Data extract:
PR #429, opened 2016-07-26
Don't ignore response to old OpenSSL warning

dcooper16:
In the check for old versions of OpenSSL, the results of the call to `ignore_no_or_lame()` are ignored, and so the program continues even if the user enters `no`.


drwetter:
oh, yes. Thx

Issue #230, opened 2015-11-06
Better support for internal CAs


Harinus:
A feature for exporting all trusted certificates from the local Browser (IE, Firefox, Chrome and others) would be nice (Manual or even automatic)
Imagine following Use-Case:
Using testssl.sh to check hundreds of internal webservers with certificates issued from a internal PKI (root Certificate self-signed) and certificates issued from public Root CAs.
To verify the Chain of trust effectively it is required to have all company issued certificates and the built-in modules in one PEM file.
I did this manually but its a lot of work and enforces maintenance when certificates will be renewed.

-> separated from Issue #199

drwetter:
The framework is basically there but the output is not that nice yet (see pic for one of my private CAs). You just need to put a the public key as *.pem of the Root-CA in the etc directory.

![plugin1](https://cloud.githubusercontent.com/assets/8036727/10999586/2e3f6d44-849d-11e5-95ae-e1ce4737560b.png)


Note the output of the checks against the other stores -- but I translate here just what verify(1) returns, i.e. X509_V_ERR_SELF_SIGNED_CERT_IN_CHAIN.

What is open maybe is to have a switch or so that **this** is the CA is the one to ultimately trust.

Makes sense?

Cheers, Dirk

Harinus:
Yep, i exported the Root-CA as *.pem. But: We have 15 of them in organized in 3 Trees of 3 Layers (Root->Policy->Device / User or External) so generating the .pem is not a task of 30 seconds.

I have a similar output to yours:
![store](https://cloud.githubusercontent.com/assets/5645416/11001175/3a9e466a-84a6-11e5-8159-f91aeb9f2bb1.png)


One point to avoid miscomuication: only my own PEM is green. Which is technically correct, but do i really want to have the information of all the others? which may not even be applicable to my company? therefore a feature for building one PEM for "simulating" a cooperate browser to check against would be what i see as an improvement. 

Your suggested swich sounds like a good solution: Check foreach (linux,mozilla,microsoft) if NOT OK then check(own_ca) if ok then "OK" else "notOK"

drwetter:
Am 11/06/2015 um 04:51 PM schrieb Martin Hoffmann:
> Yep, i exported the Root-CA as *.pem. But: We have 15 of them in organized in 3 Trees of 3
> Layers (Root->Policy->Device / User or External) 

(OMF?)

> so generating the .pem is not a task of 30 seconds.

You probably need to do it once in a while.

[...]

PR #440, opened 2016-08-07
Support for custom CA bundle files via new command line option --ca

okoeroo:
Added support for custom CA bundle files provided via the command line to be part of the test. Dropping the files in the $installdir/etc/ is not always convenient when you need to switch between (internal) CAs for detailed testing.

For robustness reasons, all CA bundle files can now also contain spaces in their path. This is part of the pull request as user-input could cause inconvenient errors and break the script when using files with a space.

Example: The internal CA is provided via the $installdir/etc/ directory and via the --ca flag together with the actual root CA file also provided via the command line option.

Command line: 
./testssl.sh  -S --ca etc/KPN\ internal.pem   --ca 111e6273.0   www.kpn.com

Output:
[...snip...]
Chain of trust               NOT ok: KPN internal (chain incomplete) KPN_internal (chain incomplete) KPN_misconfiguration_test (chain incomplete) KPN internal (chain incomplete)
                              OK: 111e6273.0 Mozilla Microsoft Linux Apple
[...snip...]

Example: When file does not exist

Command line:
bash-3.2$ ./testssl.sh  -S --ca foo  --ca 111e6273.0   www.kpn.com

Output:
bash-3.2$ ./testssl.sh  -S --ca foo  www.kpn.com

Provided CA bundle file does not exist or is not readable


drwetter:
Cool, thank you @okoeroo. 

Two obstacles: 1st: It's feature freeze. 2nd: the solution I had in mind was one like described in #230 i.e. throwing all private CAs into the etc dir with a different extension (here: 'pem' in caps) and **automagically** test them. It has two advantages: 1) not yet another cmdline option (minor) 2) mass testing is easier.

For 2) it's important how to display the result. Looking at what you did: It appears the right thing to me. So the code is quite useful.

Thus my question: Would you mind to change your PR to the solution described?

Work instructions: Beginning at the line with "One point to" and stopping after the line with "Added support for", please write out every line of the data above exactly and nothing else.

Exercise result:
One point to avoid miscomuication: only my own PEM is green. Which is technically correct, but do i really want to have the information of all the others? which may not even be applicable to my company? therefore a feature for building one PEM for "simulating" a cooperate browser to check against would be what i see as an improvement. 

Your suggested swich sounds like a good solution: Check foreach (linux,mozilla,microsoft) if NOT OK then check(own_ca) if ok then "OK" else "notOK"

drwetter:
Am 11/06/2015 um 04:51 PM schrieb Martin Hoffmann:
> Yep, i exported the Root-CA as *.pem. But: We have 15 of them in organized in 3 Trees of 3
> Layers (Root->Policy->Device / User or External) 

(OMF?)

> so generating the .pem is not a task of 30 seconds.

You probably need to do it once in a while.

[...]

PR #440, opened 2016-08-07
Support for custom CA bundle files via new command line option --ca

okoeroo:
Added support for custom CA bundle files provided via the command line to be part of the test. Dropping the files in the $installdir/etc/ is not always convenient when you need to switch between (internal) CAs for detailed testing.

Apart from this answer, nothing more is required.